I have been playing around with peft and LoRA fine-tuning using the SFTTrainer for instruction fine-tuning of LlaMa-7B. I use the dolly-15k annotated dataset that I have processed to add special tokens: lionelchg/dolly15k_special_tokens · Datasets at Hugging Face. There are six special tokens:
special_tokens = [ "<START_INST>", "<END_INST>", "<START_CTX>", "<END_CTX>", "<START_A>", "<END_A>", ]

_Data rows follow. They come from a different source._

PR #65, opened 2019-03-27
Increase performance of execution-status-count

EvanTheB:
This function would not work on my local because the job was too large for cromwell to give a timely response. Similar logic could be put in many subcommands probably. 

And reduce nesting of output, I changed the output syntax to reduce unnecessary (i think?) nesting.

### DIFF
--- a/cromshell
+++ b/cromshell
@@ -45,6 +45,7 @@ fi
 export CROMWELL_URL=${CROMWELL_URL:-"${CROMWELL_SERVER_FROM_FILE}"}
 FOLDER_URL=$( echo ${CROMWELL_URL} | sed -e 's#ht.*://##g' ) 
 CROMWELL_METADATA_PARAMETERS="excludeKey=submittedFiles&expandSubWorkflows=true"
+CROMWELL_SLIM_METADATA_PARAMETERS="includeKey=executionStatus&includeKey=backendStatus&expandSubWorkflows=true"
 
 CURL_CONNECT_TIMEOUT=5
 let CURL_MAX_TIMEOUT=2*${CURL_CONNECT_TIMEOUT}
@@ -703,7 +704,7 @@ function slim-metadata()
 {
   assertCanCommunicateWithServer $2
   turtle
-  curl --connect-timeout $CURL_CONNECT_TIMEOUT --max-time $CURL_MAX_TIMEOUT --compressed -s "${2}/api/workflows/v1/$1/metadata?includeKey=executionStatus&includeKey=backendStatus&expandSubWorkflows=true" | jq .
+  curl --connect-timeout $CURL_CONNECT_TIMEOUT --max-time $CURL_MAX_TIMEOUT --compressed -s "${2}/api/workflows/v1/$1/metadata?$CROMWELL_SLIM_METADATA_PARAMETERS" | jq .
   checkPipeStatus "Could not connect to Cromwell server." "Could not parse JSON output from cromwell server."
   return $?
 }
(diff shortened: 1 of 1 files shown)


cromshell
```diff
@@ -711,21 +711,23 @@ function slim-metadata()
...
-  curl --connect-timeout $CURL_CONNECT_TIMEOUT --max-time $CURL_MAX_TIMEOUT --compressed -s ${2}/api/workflows/v1/$1/metadata?${CROMWELL_METADATA_PARAMETERS} > $f
-  [[ $? -ne 0 ]] && error "Could not connect to Cromwell server." && return 9
+  if ! curl --connect-timeout "$CURL_CONNECT_TIMEOUT" --max-time "$CURL_MAX_TIMEOUT" --compressed -s "$2/api/workflows/v1/$1/metadata?includeKey=executionStatus&includeKey=backendStatus&expandSubWorkflows=true" > "$f" ; then
+    error "Could not connect to Cromwell server." && return 9
+  fi
 
   # Make sure the query succeeded:
-  if [[ "$( cat $f | jq '.status' | sed -e 's#^"##g' -e 's#"$##g' )" == 'fail' ]] ; then
-    reason=$( cat $f | jq '.message' | sed -e 's#^"##g' -e 's#"$##g' )
+  if [[ "$( < "$f" jq '.status' | sed -e 's#^"##g' -e 's#"$##g' )" == 'fail' ]] ; then
```
jonn-smith: What is the rationale for changing the call to `cat` to the output re-direction?  Is it for speed?

cromshell
```diff
@@ -711,21 +711,23 @@ function slim-metadata()
 # Get the status of the given job and how many times it was run
 function execution-status-count() 
 {
-  assertCanCommunicateWithServer $2
+  assertCanCommunicateWithServer "$2"
```
jonn-smith: I know it's somewhat bad form, but can you remove the quotes from the URL for the server here (to make it consistent with the rest of the script)?

cromshell
```diff
@@ -711,21 +711,23 @@ function slim-metadata()
...
   turtle
   f=$( makeTemp )
-  curl --connect-timeout $CURL_CONNECT_TIMEOUT --max-time $CURL_MAX_TIMEOUT --compressed -s ${2}/api/workflows/v1/$1/metadata?${CROMWELL_METADATA_PARAMETERS} > $f
-  [[ $? -ne 0 ]] && error "Could not connect to Cromwell server." && return 9
+  if ! curl --connect-timeout "$CURL_CONNECT_TIMEOUT" --max-time "$CURL_MAX_TIMEOUT" --compressed -s "$2/api/workflows/v1/$1/metadata?includeKey=executionStatus&includeKey=backendStatus&expandSubWorkflows=true" > "$f" ; then
```
jonn-smith: Can you revert the syntax to the 2 line check (again for consistency with the rest of the script)?

jonn-smith: Is there a reason you removed the `${CROMWELL_METADATA_PARAMETERS}` in addition to adding in the new values (`includeKey=executionStatus&includeKey=backendStatus&expandSubWorkflows=true`) in the request?

EvanTheB: i just copied from slim-metadata immediately above.

EvanTheB:
Hi Jonn,

The timeout was a timeout from cromwell itself, ie even with curl infinite timeouts, cromwell responds with something like 'the server is taking too long to respond'. I suspect this is something to do with magic async akka framework. 

It was being triggered by a > 10k task job I had running. cromwell and mysql frequently using 100% core on some threads. It is also a very old version of cromwell.

I don't mind reverting all the shell style changes, I have shell-check running in my editor and just fixed all the things it complained about.

cromshell
```diff
@@ -714,7 +714,8 @@ function execution-status-count()
   assertCanCommunicateWithServer $2
   turtle
   f=$( makeTemp )
-  curl --connect-timeout $CURL_CONNECT_TIMEOUT --max-time $CURL_MAX_TIMEOUT --compressed -s ${2}/api/workflows/v1/$1/metadata?${CROMWELL_METADATA_PARAMETERS} > $f
+  
+  curl --connect-timeout $CURL_CONNECT_TIMEOUT --max-time $CURL_MAX_TIMEOUT --compressed -s "$2/api/workflows/v1/$1/metadata?includeKey=executionStatus&includeKey=backendStatus&expandSubWorkflows=true" > $f
```
jonn-smith: Ah.  Now that I understand better, can you pull out the `includeKey=executionStatus&includeKey=backendStatus&expandSubWorkflows=true"` string and make it a new variable called `CROMWELL_SLIM_METADATA_PARAMETERS` defined just below `CROMWELL_METADATA_PARAMETERS`?

jonn-smith: After you do that, can you also update the call in `slim-metadata`?

jonn-smith:
OK  @EvanTheB - it's in!  Thanks for the patch!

These are added with the following lines of code (where tokenizer is a
# Add special tokens special_tokens = [ "<START_INST>", "<END_INST>", "<START_CTX>", "<END_CTX>", "<START_A>", "<END_A>", ] tokenizer.add_tokens(special_tokens, special_tokens=True) # this will make new learnable parameters for specialized tokens model.resize_token_embeddings(len(tokenizer))
I have two questions:
- when saving the model and tokenizer using
.save_pretrained()method, the model and tokenizer when loaded with the
from_pretrained()method does not showcase the 32006 size embedding matrices but only the original 32000 ones. Do I need to pass additional parameters to tell the tokenizer to search for
added_tokens.json? Why is the model embeddings not the correct size?
- I saw from a full-finetuning (not LoRA based) this adding of token methodlogy, but currently if I use LoRA the embeddings matrices won’t be updated right?